Rectangular in plan, the narrow concrete formed cavity runs east/west with the stepped exit ramp at the west end. The long sides of the dip are lined with vertical, half-height timber boards fixed to sawn timber rails. The dip is sheltered by a gable roof supported by round timber posts, framed with sawn timber and clad with corrugated iron sheeting.

Timber posts standing adjacent to the dip remain from the holding yards.

The site is bounded by a low barbed wire and timber fence.

== Heritage listing ==
Peachester Public Dip was listed on the Queensland Heritage Register on 3 April 2009 having satisfied the following criteria.
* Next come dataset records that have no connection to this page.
PR #279, opened 2021-07-25
EVA-2515 Update release automation to use new tracking table

andresfsilva:


eva-accession-release-automation/README.md
```diff
@@ -23,7 +23,6 @@ release-version:
 release-folder:
 public-ftp-release-base-folder:
 release-species-inventory-table:
-release-progress-table:
```
apriltuesday, line 26: I actually think `release-progress-table` is a better name, but I don't think it matters because we'll probably unify this with the [clustering automation's config](https://github.com/EBIvariation/eva-accession/blob/master/eva-accession-clustering-automation/clustering_automation/cluster_from_mongo.py#L54) soon anyway.

apriltuesday (approved):

tcezard (approved):

PR #282, opened 2021-08-03
EVA-2529: Process variant with RS id first

nitin-ebi:


eva-accession-clustering/src/test/java/uk/ac/ebi/eva/accession/clustering/runner/ClusteringCommandLineRunnerTest.java
```diff
@@ -86,6 +87,9 @@
     @Autowired
     private ClusteringCommandLineRunner runner;
 
+    @Autowired
+    private ClusteringCommandLineRunner mongoRunner;
```
andresfsilva, line 91: Can you reuse the existing runner?

nitin-ebi: updated

eva-accession-clustering/src/main/java/uk/ac/ebi/eva/accession/clustering/batch/io/ClusteringWriter.java
```diff
@@ -139,6 +145,60 @@ private void getOrCreateClusteredVariantAccessions(List<? extends SubmittedVaria
...
+     */
+    private List<IClusteredVariant> processClusteredVariantsWhereNoRSExists(List<? extends SubmittedVariantEntity> submittedVariantEntities) {
+        List<SubmittedVariantEntity> submittedVariantWithRS = submittedVariantEntities.stream()
+                .filter(v -> v.getClusteredVariantAccession() != null)
+                .collect(Collectors.toList());
+        List<? extends SubmittedVariantEntity> submittedVariantsNoRSExists = getSubmittedVariantsNoRSExists(submittedVariantWithRS);
+        List<ClusteredVariantEntity> clusteredVariantEntityNoRSExists = submittedVariantsNoRSExists.stream()
+                .map(this::toClusteredVariantEntity)
+                .collect(Collectors.toList());
+        mongoTemplate.insert(clusteredVariantEntityNoRSExists, ClusteredVariantEntity.class);
```
andresfsilva, line 174: This should only be done for variants that have been remapped so it would be better to validate that. 
Variants that are clustered and not remapped should always have a corresponding/existing RS id but still, to be safe I suggest adding the check.

eva-accession-clustering/src/main/java/uk/ac/ebi/eva/accession/clustering/batch/io/ClusteringWriter.java
```diff
@@ -139,6 +145,60 @@ private void getOrCreateClusteredVariantAccessions(List<? extends SubmittedVaria
...
+     * No RS id exist for the HASH ASM2_Chr1_2_A_T,	but it has an existing rs id of 300, which it should continue to use.
+     * It should not generate a new rs id for this situation as they will get merged right after generation and will be wasted
+     *
+     *         ClusteredVariantEntity (after operation)
+     *          RS	HASH	        ASM	    POS	CONTIG	TYPE
+     *          300	ASM1_Chr1_1_SNV	ASM1	1	Chr1	SNV
+     *          300	ASM2_Chr1_2_SNV	ASM1	1	Chr1	SNV
+     */
+    private List<IClusteredVariant> processClusteredVariantsWhereNoRSExists(List<? extends SubmittedVariantEntity> submittedVariantEntities) {
+        List<SubmittedVariantEntity> submittedVariantWithRS = submittedVariantEntities.stream()
```
andresfsilva, line 167: I am not sure about this part. We separated the mongo readers to process first clustered and then unclustered variants so the filter is already happening at the database level but we are checking it again here.

andresfsilva (changes requested):

eva-accession-clustering/src/test/java/uk/ac/ebi/eva/accession/clustering/configuration/batch/steps/ClusteringVariantStepConfigurationTest.java
```diff
@@ -122,7 +122,7 @@ public void stepFromVcf() {
         assertEquals(BatchStatus.COMPLETED, jobExecution.getStatus());
 
         assertEquals(5, mongoTemplate.getCollection(SUBMITTED_VARIANT_COLLECTION).countDocuments());
-        assertClusteredVariantsCreated(Arrays.asList(3000000000L, 3000000001L, 3000000002L));
+        assertClusteredVariantsCreated(Arrays.asList(30L, 3000000000L, 3000000001L, 3000000002L));
```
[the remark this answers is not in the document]
nitin-ebi: reverted to original

eva-accession-clustering/src/main/java/uk/ac/ebi/eva/accession/clustering/batch/io/ClusteringWriter.java
```diff
@@ -139,6 +145,60 @@ private void getOrCreateClusteredVariantAccessions(List<? extends SubmittedVaria
...
+                .map(d -> new GetOrCreateAccessionWrapper<>(d.getAccession(), d.getHash(), d.getData(), false))
+                .collect(Collectors.toList());
+        List<IClusteredVariant> clusteredVariantsRSExists = accessionWrappers.stream()
+                .map(v -> v.getData())
+                .collect(Collectors.toList());
+
+        return submittedVariantWithRS.stream()
+                .filter(sub -> !clusteredVariantsRSExists.contains(toClusteredVariant(sub)))
+                .collect(Collectors.toList());
+    }
```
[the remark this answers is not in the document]
nitin-ebi: updated.
for last filtering I am using 
  return submittedVariantWithRS.stream()
                .filter(sve->!existingClusteredVariantsHashes.contains(**toClusteredVariantEntity(sve)**.getHashedMessage()))

eva-accession-clustering/src/main/java/uk/ac/ebi/eva/accession/clustering/batch/io/ClusteringWriter.java
nitin-ebi: added a filter to take only remapped submittedVariants

eva-accession-clustering/src/main/java/uk/ac/ebi/eva/accession/clustering/batch/io/ClusteringWriter.java
nitin-ebi: Again the writer is same, so the same method will get called in case of both the steps. This method does not make sense in case of step 2 as all variants will be non clustered so should get filtered out. 
we can take the same approach as reader and create 2 different beans for writers with one Boolean field, that will determine whether we need to call this method or not.

eva-accession-clustering/src/main/java/uk/ac/ebi/eva/accession/clustering/batch/io/ClusteringMongoReader.java
```diff
@@ -58,13 +59,16 @@
...
+
     public ClusteringMongoReader(MongoClient mongoClient, String database, MongoTemplate mongoTemplate,
-                                 String assembly, int chunkSize) {
+                                 String assembly, int chunkSize, boolean isClusteredVariantsMongoReader) {
         this.mongoClient = mongoClient;
         this.database = database;
         this.mongoTemplate = mongoTemplate;
         this.assembly = assembly;
         this.chunkSize = chunkSize;
+        this.isClusteredVariantsMongoReader = isClusteredVariantsMongoReader;
```
sundarvenkata-EBI, line 71: Since this particular variable name isn't self-explanatory, suggest adding a comment as to why we need this.

nitin-ebi: changed the name to **readOnlyClusteredVariants** to make it more clear and also added comment

eva-accession-clustering/src/main/java/uk/ac/ebi/eva/accession/clustering/batch/io/ClusteringWriter.java
andresfsilva: I would rather that instead and not filtering the variants again. That way is clear in which cases it should not be called

sundarvenkata-EBI (approved):

eva-accession-clustering/src/main/java/uk/ac/ebi/eva/accession/clustering/batch/io/ClusteringWriter.java
nitin-ebi: updated

eva-accession-clustering/src/main/java/uk/ac/ebi/eva/accession/clustering/batch/io/ClusteringMongoReader.java
```diff
@@ -80,8 +85,8 @@ private SubmittedVariantEntity getSubmittedVariantEntity(Document notClusteredSu
     public void open(ExecutionContext executionContext) throws ItemStreamException {
         MongoDatabase db = mongoClient.getDatabase(database);
         MongoCollection<Document> collection = db.getCollection(SUBMITTED_VARIANT_ENTITY);
-
-        Bson query = Filters.and(Filters.in(ASSEMBLY_FIELD, assembly));
+        Bson query = Filters.and(Filters.in(ASSEMBLY_FIELD, assembly),
+                Filters.exists(CLUSTERED_VARIANT_ACCESSION_FIELD, readOnlyClusteredVariants));
```
tcezard, line 89: I know this was not specified in the scope but I think we should also filter on the existence of the  `remappedFrom` field because we only want to cluster the remapped variant that have an RSid not the one that were created in this assembly.

nitin-ebi: we have the filtering on **"remappedFrom"** field in java. 
If we want to put the filter at the DB level, we will have to separate out the query because this query is same for both mongo readers (clustered and non clustered reader). If we put it here, even in case of non-clustered it will try to search for that field.

tcezard: I see.

tcezard (approved):

PR #296, opened 2021-09-15
EVA-2237 Add remapping fields to ws response

andresfsilva:


tcezard (approved):
This looks good although I'm nopt sure we want to expose the `remappingId` to the public. It will not be useful and might be confusing to external users

sundarvenkata-EBI (approved):

PR #310, opened 2021-11-15
EVA-2634 - Run the nextflow inside the assembly directory 

tcezard:
so multiple process don't share the same nextflow work directory and logs

### DIFF
--- a/eva-accession-clustering-automation/clustering_automation/cluster_from_mongo.py
+++ b/eva-accession-clustering-automation/clustering_automation/cluster_from_mongo.py
@@ -56,8 +56,9 @@ def generate_linear_pipeline(taxonomy_id, scientific_name, assembly_list, common
     clustering_tracking_table = common_properties['clustering-release-tracker']
 
     pipeline = LinearNextFlowPipeline()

The place is important in demonstrating the evolution or pattern of Queensland's history.

Peachester Public Dip (built 1915) is important in demonstrating the evolution of the Queensland government's response to the threat to its cattle-based industries that the spread of tick fever caused from the 1890s by providing public dips on reserved land.

Peachester Public Dip was an important component in the management of dairy cattle within the North Coast region, one of the major dairy production areas in Queensland.

The place demonstrates rare, uncommon or endangered aspects of Queensland's cultural heritage.

Peachester Public Dip is important as rare surviving evidence of the practice of plunge dipping cattle at locally developed, small public dips that was common in the first few decades of the 20th century. This practice has been largely superseded by large public dips at the borders of tick-free areas and technological innovations in the treatment of cattle tick infestation.

The place is important in demonstrating the principal characteristics of a particular class of cultural places.

Peachester Public Dip demonstrates the principal characteristics of a plunge cattle dip used to combat cattle tick in the early part of the 20th century. These characteristics include the rectilinear dip formed in concrete with a stepped concrete ramp up from the dip; a timber-framed, gabled roof clad in corrugated iron sheeting and posts of the associated holding yards.